Fotos: Ricardo Luis Acebal
Antes de que aparecieran
por Abya Yala los señores de Castilla con Dios nuestro señor, Jesús y su mamá
María, el mes de agosto no era mes ni se llamaba agosto. Nuestros tatarabuelos
aborígenes, que cultivaban la tierra y regaban con técnicas (como por ejemplo
los "sukakollus" aymaras) largamente más
eficaces que las que traían los escasos "ingenieros" que venían en los barcos
europeos, sabían que en ese tiempo (que después los conquistadores les
impondrían llamar agosto) había que preparar la tierra para roturarla y después
sembrarla.
Respetuosos como eran de
la Madre Tierra (Pacha Mama, Pacha Tayka, etc.) acostumbraban homenajearla
("mimarla" si se prefiere) con una ceremonia a la que llamaban Corpachada.
Al hacer un hoyo en la
tierra (un pozo) y depositar
amorosamente en él alimentos y chicha de maíz, le pedían permiso
para después ararla y arrojar las semillas que habrían de germinar y
convertirse en hermosas plantas de maíz, de quinoa y otros vegetales alimenticios
de estos lugares del mundo.
En esos tiempos la muerte era solo un momento integrante de la vida
y Wirakocha (el gran creador de todo
lo natural, ser superior al que no se lo
graficaba, igual que a Pachamama) no estaba en ningún "cielo" sino entre
todas las criaturas vivientes.
Ese ordenamiento funcionó
hasta que aparecieron los portadores del terror a la muerte, los que imponían
el "temor de Dios", los que decían que su majestad el rey dialogaba
directamente con Dios y por lo tanto había que obedecerle (y sobre todo
temerle) como a Dios.
Y aquél que no quisiera
someterse a las nuevas leyes de absoluta obediencia a los hombres de sotana y a
su majestad poniéndose de rodillas ante los capataces y las imágenes "sagradas"

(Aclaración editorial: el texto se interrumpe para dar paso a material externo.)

PR #743, opened 2026-08-22
Implement reusable PSD certificate

GermanHeim:
## Problem

The sparse PSD classifier currently lives in pounce-cli and it is not reusable.

## Fix

- Extract the CLI’s sparse PSD classifier into pounce-convex 
- Check inertia support before initializing or factoring the backend.
- Re-export EMatrixFormat and ESymSolverStatus through pounce-rs::linsol.

## Blast radius

End users of pounce that do not go through the CLI. Easier to add to oximo.

## Tests

      since moved

> The changelog and CLI were updated using codex

### DIFF
--- a/crates/pounce-cli/src/dispatch.rs
+++ b/crates/pounce-cli/src/dispatch.rs
@@ -37,6 +37,7 @@
 
 use crate::nl_reader::NlProblem;
 use pounce_common::types::{lower_bound_present, upper_bound_present};
+use pounce_convex::{Triplet, certify_psd_lower_triangle};
 
 /// Tolerance for the smallest-eigenvalue sign test in the convexity
 /// check. A Hessian eigenvalue below `-PSD_TOL` is treated as a genuine
@@ -727,100 +728,16 @@ fn socp_reform_flops(h: &QuadHessian) -> u128 {
 
 /// Is the (symmetric, sparse) Hessian positive semidefinite?
 ///
-/// A purely diagonal Hessian is settled in `O(nnz)` by sign — its
-/// eigenvalues *are* its diagonal entries — with no factorization at all;
-/// this keeps large separable / least-squares QPs cheap. A *coupled*
-/// Hessian is certified by a sparse symmetric factorization (see
-/// [`coupled_hessian_is_psd`]): feral's LDLᵀ reports the matrix inertia in
-/// roughly `O(nnz · fill)`, so even the large but sparse coupled Hessians of
-/// the CVXQP family (n ≈ 1000) are classified in well under the solve cost —
-/// no dense `k×k` allocation and no `O(k³)` eigensolve. Returns `true` only
-/// when the smallest eigenvalue is `≥ -PSD_TOL`; an indefinite or
-/// inconclusive result returns `false`, routing to the safe (more general)
-/// class.
-fn hessian_is_psd(h: &QuadHessian, _n: usize) -> bool {
-    if h.is_empty() {
-        return true; // zero matrix is PSD (the linear case)
-    }
-    // Fast path: a diagonal Hessian is PSD iff every diagonal entry is
-    // `≥ -PSD_TOL`. No factorization — essential for large but separable
-    // objectives, where the answer is trivial.
-    if h.keys().all(|(i, j)| i == j) {
-        return h.values().all(|v| *v >= -PSD_TOL);
-    }
-    coupled_hessian_is_psd(h)
-}
-
-/// PSD certificate for a *coupled* Hessian via a sparse symmetric
-/// factorization.
-///
-/// The test is positive-definiteness of the `ε`-shifted matrix `H + ε·I`
-/// with `ε = PSD_TOL`. A genuinely-PSD `H` (smallest eigenvalue `λ_min ≥ 0`,
-/// even a singular one) becomes strictly positive definite after the shift,
-/// so feral factors it with no negative pivots (`inertia.negative == 0`); a
-/// truly indefinite `H` with `λ_min < -PSD_TOL` keeps a strictly-negative
-/// shifted eigenvalue and yields `negative > 0`. The `negative == 0` test on
-/// the shifted matrix is therefore exactly `λ_min ≥ -PSD_TOL` — the same
-/// tolerance the dense path used — and it scales to large sparse Hessians
-/// because the factorization cost tracks the nonzero/fill count, not a dense
-/// `k³`.
-///
-/// The Hessian is compressed to its active variable set so the factored
-/// dimension is `k` (the number of distinct variables in the form). The
-/// [`QuadHessian`] is upper-triangular (`i ≤ j`); feral wants the lower
-/// triangle (`row ≥ col`), so each entry `(i, j)` is emitted at
-/// `(row = j, col = i)`. Every active diagonal is seeded with `ε` (the shift;
-/// `from_triplets` sums it with any diagonal entry already in `H`), which
-/// also guarantees no structurally empty column. A non-`Success`
-/// factorization (singular/fatal — should not occur given the strictly-PD
-/// shift, but possible on a pathological form) is treated conservatively as
-/// not-provably-PSD.
-fn coupled_hessian_is_psd(h: &QuadHessian) -> bool {
-    use feral::{CscMatrix, FactorStatus, Solver};
-
-    // Compress to the active variable set so the factored dimension is `k`.
-    let mut active: Vec<usize> = Vec::with_capacity(2 * h.len());
-    for (i, j) in h.keys() {
-        active.push(*i);
-        active.push(*j);
-    }
-    active.sort_unstable();
-    active.dedup();
-    let k = active.len();
-    let idx = |v: usize| active.binary_search(&v).unwrap();
-
-    // Lower-triangle triplets: H's entry (i ≤ j) maps to (row = j, col = i).
-    // Capacity covers H's nonzeros plus one ε-shift per active diagonal.
-    let mut rows: Vec<usize> = Vec::with_capacity(h.len() + k);
-    let mut cols: Vec<usize> = Vec::with_capacity(h.len() + k);
-    let mut vals: Vec<f64> = Vec::with_capacity(h.len() + k);
-    for ((i, j), v) in h {
-        let (ri, rj) = (idx(*i), idx(*j));
-        // i ≤ j by the upper-tri convention, so rj ≥ ri ⇒ lower triangle.
-        rows.push(rj);
-        cols.push(ri);
-        vals.push(*v);
-    }
-    // εI shift: seed every active diagonal (summed with H's own diagonal).
-    for d in 0..k {
-        rows.push(d);
-        cols.push(d);
-        vals.push(PSD_TOL);
-    }
-
-    let mat = match CscMatrix::from_triplets(k, &rows, &cols, &vals) {
-        Ok(m) => m,
-        Err(_) => return false, // malformed ⇒ be conservative
-    };
-    let mut solver = Solver::new();
-    match solver.factor(&mat, None) {
-        FactorStatus::Success => {
-            // PD ⟺ no negative pivots in the LDLᵀ of the ε-shifted matrix.
-            solver.inertia().map(|i| i.negative == 0).unwrap_or(false)
-        }
-        // Singular / wrong-inertia / fatal: cannot certify ⇒ safe fallback.
-        _ => false,
-    }
+/// A diagonal Hessian is settled in `O(nnz)` by sign. A coupled Hessian is
+/// certified from the inertia of `H + PSD_TOL·I`.
+fn hessian_is_psd(h: &QuadHessian, n: usize) -> bool {
+    let lower: Vec<_> = h
+        .iter()
+        .map(|(&(row, col), &val)| Triplet::new(col, row, val))
+        .collect();
+    certify_psd_lower_triangle(n, &lower, PSD_TOL, || {
+        Box::new(pounce_feral::FeralSolverInterface::new())
+    })
 }
 
 #[cfg(test)]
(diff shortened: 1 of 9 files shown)


crates/pounce-cli/src/dispatch.rs
```diff
@@ -727,100 +728,16 @@ fn socp_reform_flops(h: &QuadHessian) -> u128 {
...
-    }
+/// A diagonal Hessian is settled in `O(nnz)` by sign. A coupled Hessian is
+/// certified from the inertia of `H + PSD_TOL·I`.
+fn hessian_is_psd(h: &QuadHessian, n: usize) -> bool {
+    let lower: Vec<_> = h
+        .iter()
+        .map(|(&(row, col), &val)| Triplet::new(col, row, val))
+        .collect();
+    certify_psd_lower_triangle(n, &lower, PSD_TOL, || {
+        Box::new(pounce_feral::FeralSolverInterface::new())
```
jkitchin: Routing the certificate through `FeralSolverInterface` (rather than the raw `feral::Solver` this replaces) changes zero-pivot handling, and it is measurable.

`FeralSolverInterface::factor` returns `Singular` whenever the inertia reports *any* zero pivot (`crates/pounce-feral/src/lib.rs:1093-1100`), and `Factorization::new` turns that into `Err`. The old code read `solver.inertia().map(|i| i.negative == 0)` and ignored the zero count entirely.

Differential-tested on `s * [[1, 1], [1, 1]]` (rank-deficient PSD, eigenvalues `{0, 2s}`) with `PSD_TOL = 1e-9`:

| scale `s` | old | new |
|---|---|---|
| 1e-3 … 1e6 | true | true |
| 1e9, 1e12 | true | **false** |

Past `s ~ 1e9` the absolute `1e-9` shift drops under the relative precision floor, so the certificate stops meaning anything there and the old `true` was luck as much as anything. The direction is conservative — `ConvexQp` becomes `Nlp`, still a correct answer — but it is a dispatch change for badly-scaled rank-deficient convex QPs, which is the "right answer, slowly" class `CLAUDE.md` asks to have named up front rather than found later.

Either call it out in the PR body, or scale the shift by the matrix norm instead of using an absolute `tolerance`.

Two things I checked that are *not* problems: FERAL's `ScalingStrategy::Auto` is a symmetric diagonal scaling, so by Sylvester it cannot change the inertia; and `check_neg_evals=false` means the `inertia_pivot_floor` branch never fires here. Separately and much lower stakes: `FeralSolverInterface::new()` reads the `POUNCE_FERAL_*` env knobs, so those now influence problem *classification*, which bare `feral::Solver::new()` did not.

---

crates/pounce-convex/src/psd_certificate.rs
```diff
@@ -0,0 +1,411 @@
...
+where
+    F: FnOnce() -> Box<dyn SparseSymLinearSolverInterface>,
+{
+    if !tolerance.is_finite() || tolerance < 0.0 {
+        return false;
+    }
+
+    let mut entries = HashMap::<(usize, usize), f64>::with_capacity(triplets.len());
+    for &Triplet { row, col, val } in triplets {
+        if row >= n || col >= n || row < col || !val.is_finite() {
```
jkitchin: This collapses "not certified PSD" and "you handed me garbage" into the same `false`: upper-triangle triplets (`row < col`), an out-of-range index, a non-finite value, a negative or non-finite tolerance all return the same answer as a genuinely indefinite matrix.

That was defensible while this was a private CLI helper with one call site. It is now public on `pounce_rs::convex`, and handing it the *upper* triangle is an easy mistake to make — with no panic, no `Result`, and no log to catch it. Given how much of this repo's commentary is about silent misroutes, a `Result<bool, _>` (or at minimum a `tracing::warn!` / `debug_assert!` on the reject paths) would fit better.

---

crates/pounce-cli/src/dispatch.rs
```diff
@@ -727,100 +728,16 @@ fn socp_reform_flops(h: &QuadHessian) -> u128 {
...
-    match solver.factor(&mat, None) {
-        FactorStatus::Success => {
-            // PD ⟺ no negative pivots in the LDLᵀ of the ε-shifted matrix.
-            solver.inertia().map(|i| i.negative == 0).unwrap_or(false)
-        }
-        // Singular / wrong-inertia / fatal: cannot certify ⇒ safe fallback.
-        _ => false,
-    }
+/// A diagonal Hessian is settled in `O(nnz)` by sign. A coupled Hessian is
+/// certified from the inertia of `H + PSD_TOL·I`.
```
jkitchin: The ~55 lines of rationale this replaces were deleted, not relocated — I checked `psd_certificate.rs` and they are not there either.

What is gone: the argument that `negative == 0` on `H + eps*I` is *exactly* `lambda_min >= -PSD_TOL` (and why the shift makes that true for a singular PSD `H`), why the diagonal case is `O(nnz)` and matters for the large separable/least-squares shapes, and why the sparse factorization beats the dense `k^3` eigensolve on the CVXQP family. The new module doc states the mechanism but not the argument, so after this PR nothing in the tree explains why the test is valid.

Worth carrying at least the Sylvester/shift paragraph into `psd_certificate.rs`, where it now belongs.

---

crates/pounce-cli/src/dispatch.rs
```diff
@@ -727,100 +728,16 @@ fn socp_reform_flops(h: &QuadHessian) -> u128 {
...
+fn hessian_is_psd(h: &QuadHessian, n: usize) -> bool {
+    let lower: Vec<_> = h
+        .iter()
+        .map(|(&(row, col), &val)| Triplet::new(col, row, val))
```
jkitchin: Two things here.

**Naming.** The `QuadHessian` key is `(i, j)` with `i <= j` (upper-triangular, per `nl_quadratic.rs:46-49`). Binding it as `row, col` and then swapping into `Triplet::new(col, row, ...)` reads like a transpose bug on first pass. The old code carried an explicit comment for exactly this step; suggest:

```rust
// QuadHessian is upper-triangular (i <= j); the certificate wants the
// lower triangle, so (i, j) is emitted at (row = j, col = i).
.map(|(&(i, j), &val)| Triplet::new(j, i, val))
```

**Cost.** The diagonal fast path got about 8x slower, because this materializes a `Vec<Triplet>` and `certify_psd_lower_triangle` then builds a `HashMap` before either can notice the matrix is diagonal — where the old path was a zero-allocation `keys().all()` scan. Measured on the n=50,000 diagonal case from `large_diagonal_hessian_is_cheap_and_psd`, test profile (optimized), 100 iterations: 33.6ms -> 265.1ms, i.e. 0.34ms -> 2.65ms per call.

Negligible next to a solve, so not a blocker — flagging it only because the CHANGELOG entry advertises the fast path, and `hessian_is_psd` runs once per quadratic constraint row.

---

crates/pounce-convex/src/psd_certificate.rs
```diff
@@ -0,0 +1,411 @@
...
+
+/// Certify that a sparse symmetric matrix is positive semidefinite within an
+/// absolute tolerance.
+///
+/// `triplets` supplies the matrix's lower triangle in zero-based
+/// coordinates (`row >= col`). Duplicate coordinates are summed. The
+/// diagonal fast path accepts an eigenvalue down to `-tolerance`, while coupled
+/// matrices are tested by factoring `A + tolerance * I` and inspecting its
+/// inertia. A coupled matrix exactly on that shifted singular boundary may be
+/// rejected conservatively when the backend cannot produce an inertia.
```
jkitchin: "when the backend cannot produce an inertia" is not the mechanism. On the shifted singular boundary the backend produces an inertia perfectly well — the rejection happens because the factorization reports `Singular`, so `Factorization::new` returns `Err` at line 110 and the inertia is never consulted. The `provides_inertia()` guard at line 108 is a separate path.

Worth restating, since this doc line is the only place the boundary behaviour is described. While here, it is also worth noting that the diagonal path accepts `lambda_min >= -tolerance` whereas the coupled path effectively tests `lambda_min > -tolerance` (the shifted matrix must be strictly PD); the two branches differ exactly on the boundary.

---

crates/pounce-convex/src/psd_certificate.rs
```diff
@@ -0,0 +1,411 @@
...
+        return false;
+    };
+    let mut shifted = BTreeMap::<(usize, usize), f64>::new();
+    for ((row, col), value) in entries {
+        let Ok(compressed_row) = active.binary_search(&row) else {
+            return false;
+        };
+        let Ok(compressed_col) = active.binary_search(&col) else {
+            return false;
+        };
```
jkitchin: Both `else { return false }` arms are unreachable: `active` is built at lines 57-63 from exactly the `row` and `col` of every key in `entries`, then sorted and deduped, so `binary_search` on either coordinate of a key always finds it. `.expect()` under the crate's test-only unwrap allowance, or a plain index lookup, would say that more honestly than a `false` that reads as a real failure mode.

---

crates/pounce-rs/tests/convex_surface.rs
```diff
@@ -28,6 +28,19 @@ fn boxed_qp(t: &[f64]) -> QpProblem {
...
+#[test]
+fn sparse_psd_certificate_and_linsol_enums_are_available_through_the_facade() {
+    let lower = [
+        Triplet::new(0, 0, 2.0),
+        Triplet::new(1, 0, 1.0),
+        Triplet::new(1, 1, 2.0),
+    ];
+    assert!(certify_psd_lower_triangle(2, &lower, 1e-9, backend));
+
+    assert_eq!(ESymSolverStatus::Success, ESymSolverStatus::Success);
```
jkitchin: This asserts nothing — `Success == Success` holds for any type deriving `PartialEq`, and the `use` on line 12 already proves the name is reachable through the facade. The `EMatrixFormat` assertion on the next line does carry content (it pins the default backend's format), so this one reads as an oversight rather than a deliberate pair.

Either drop it, or make it test something, e.g. that a real status round-trips out of a backend call.

---

jkitchin (commented):
Built the branch and differential-tested the extracted certificate against the code it replaces. **The extraction is faithful — no correctness defect found.**

I ran 1600 randomized symmetric matrices (k in {2, 3, 6, 12}; random-indefinite, `A^T A`, and deliberately rank-deficient `A^T A`; scales 1e-2 … 1e3) through both the old raw-`feral::Solver` classifier and the new `certify_psd_lower_triangle`: **zero disagreements**, in either direction. `cargo fmt --all -- --check` is clean, `cargo clippy -p pounce-convex --all-targets` adds no warnings on the new module, and the `pounce-convex` (7 new tests), `pounce-cli dispatch` (48), and `pounce-rs convex_surface` (5) suites all pass locally. CI is green on all 11 checks.

The one behaviour change I did find is at large matrix scale, and it is conservative in direction — details inline on `dispatch.rs:739`. Short version: `FeralSolverInterface` maps any zero pivot to `Singular` where the old raw-solver path ignored the zero count, so `s * [[1, 1], [1, 1]]` (rank-deficient PSD) certifies `true` under the old code and `false` under the new for `s >= 1e9`. `ConvexQp` becomes `Nlp` — still a correct answer, just via the general path — but it is a dispatch change, and per `CLAUDE.md` that is the class worth naming in the PR body rather than leaving to be rediscovered. It is also a fair prompt to ask whether the shift should be relative to the matrix norm rather than an absolute `PSD_TOL`; the old code had the same absolute-shift weakness, this just changes where it bites.

Two other substantive points, both inline:

- **`certify_psd_lower_triangle` returns `false` for malformed input** (`psd_certificate.rs:39`), conflating "not certified PSD" with "you handed me garbage". Fine for a private helper with one call site; less so now that it is public on `pounce_rs::convex` and passing the upper triangle is a silent no-op.
- **The rationale comments were deleted rather than relocated** (`dispatch.rs:731`). The argument for *why* `negative == 0` on the shifted matrix is exactly `lambda_min >= -PSD_TOL` no longer exists anywhere in the tree.

Smaller items inline: an ~8x slowdown on the diagonal fast path (0.34ms -> 2.65ms at n=50,000 — negligible next to a solve, but the CHANGELOG advertises that path), a misleading doc line about the singular boundary, confusing `row`/`col` naming at the `QuadHessian` -> `Triplet` conversion, two unreachable `return false` branches, and a tautological assertion in the facade test.

Two process notes, not inline:

- The certificate depends only on `pounce-linsol` and `Triplet`, but lives in `pounce-convex` — so the oximo consumer the PR body names pulls in the whole IPM, simplex, presolve, and rayon to get it. `pounce-linsol` (which already owns `Factorization`) may be the better home if `Triplet` can follow.
- The checklist leaves "Tests fail on the parent commit" and the book-page box unchecked while adding a new public API to `pounce_rs::convex`; `docs/src/rust.md` is not updated.

None of this blocks on correctness. Item 1 is the one I would want acknowledged in the PR body before merge.

---

crates/pounce-convex/src/psd_certificate.rs
jkitchin: Addressed in 0727af5 — confirming against the current head (97106eb).

`PsdCertificateError` gives each reject path its own variant, and the coordinates come back with it, which is more than I asked for. Verified the four input classes discriminate correctly:

```
upper  -> UpperTriangle { row: 0, col: 1 }
oob    -> OutOfBounds { row: 2, col: 0, dimension: 2 }
nan    -> NonFiniteValue { row: 0, col: 0 }
negtol -> InvalidTolerance
```

The upper-triangle case — the mistake I was actually worried about — is now impossible to make silently.

`hessian_is_psd`'s `.unwrap_or(false)` is the right call at that site: the CLI constructs the triplets itself from a `QuadHessian` it already knows is well-formed, so the error can only be a bug in the conversion, and conservative-to-NLP is the correct posture for a classifier either way.

Also re-checked the rest of the round on this head: differential sweep against the old classifier is still 0/1600 disagreements in either direction; the diagonal fast path is back to 0.41ms/call at n=50,000 versus a 33.6ms/100 old-code baseline (it was 2.65ms after the regression); `fmt` clean and no new clippy warnings on the changed code. The new `row as Index + 1` cast is safe — `Index::try_from(active.len())` has already succeeded above, so `row <= Index::MAX - 1` and the increment cannot overflow.

Resolving.

---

se le hacía sentir el rigor del látigo y/o del resolutivo palo que emitía fuego
y un plomo que convertía a la vida en muerte.
El porqué de que los miles
de hombres y mujeres de Abya Yala hayan podido ser dominados por un puñado de
arcabuceros que invadieron estas tierras atraídos por las noticias de
yacimientos de oro y plata da para un artículo específico que en cierto modo
excedería la razón de la presente nota, pero sugiero ver la película de Jorge
Falcone "Hombre bebiendo luz" (acerca de Rodolfo Kusch) en la que el amauta Maidana da una explicación clara
y concisa sobre la situación que atravesaba el territorio que ahora conocemos
como Perú y un desgobierno de los "Incas" que facilitó el comienzo de ese
tiempo de oscuridad y dolor.
A propósito de ese
concepto de Maidana y sobre todo en este Siglo 21 en que América está queriendo
volver a aquél esplendor perdido desde 1492, sería bueno recordar la sentencia
de Martín Fierro: "los hermanos sean unidos/porque esa es la ley
primera./Tengan unión verdadera/ en cualquier tiempo que sea./ Porque si entre
ellos pelean/ los devoran los de afuera."

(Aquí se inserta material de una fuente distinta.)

PR #756, opened 2026-08-23
sensitivity: read the degeneracy weak set off the barrier diagonal

devin-griff:
## The defect

On a 62k-variable collocation model with 246 perturbed parameters, `degeneracy="directional"` returned a step whose first-order error was fifty times the plain one-sided step's. At a 1% perturbation the rms error against a warm re-solve was 5.0e-5 for the directional step and 1.0e-6 for the one-sided step, and the gap scaled linearly with perturbation size, so the error was in the direction itself.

Lo que a partir de la conquista
se llamó mes de agosto fue un tiempo de recelos, de temores, de anuncios de
muerte. Fueron los conquistadores quienes impusieron la aversión a este mes,
que todavía dura y se materializa (entre tantas otras cosas) con dichos como
"julio los prepara y agosto se los lleva" o que hay que saumar con inciensos
"católicos" las casas y ofrecerle rezos (también católicos) a los muertos y
hasta se impuso una fiesta religiosa los 15 de agosto en plena Puna Jujeña que
consiste en homenajear a la Virgen María con una corrida de toros.
La mescolanza cultural que
provocó la conquista por medio del terror impuso también la figura de Satanás,
que no por casualidad "vive en cuevas bajo la tierra". Por lo tanto hurgar la
tierra y darle de comer y beber es homenajear "al diablo".
Las bebidas de alta
graduación alcohólica también hicieron estragos entre nuestros paisas…
Vuelvo a agosto: antes de la conquista tiempode preparación espiritual de la tierra
para después roturarla y sembrarla. Después
de la conquista: mes nefasto, lleno de acechanzas y con la parca muy
activa.
Es cierto que está en el
medio del invierno, que en la Puna y en los cerros el clima es muy riguroso en
ese tiempo. Pero también es cierto que antes de la conquista nuestros paisas se
alimentaban bien, no trabajaban esclavizados de sol a sol para hacerle rendir
las tierras a marqueses ni duques ni morían de silicosis o tuberculosos penetrando los cerros por galerías mineras.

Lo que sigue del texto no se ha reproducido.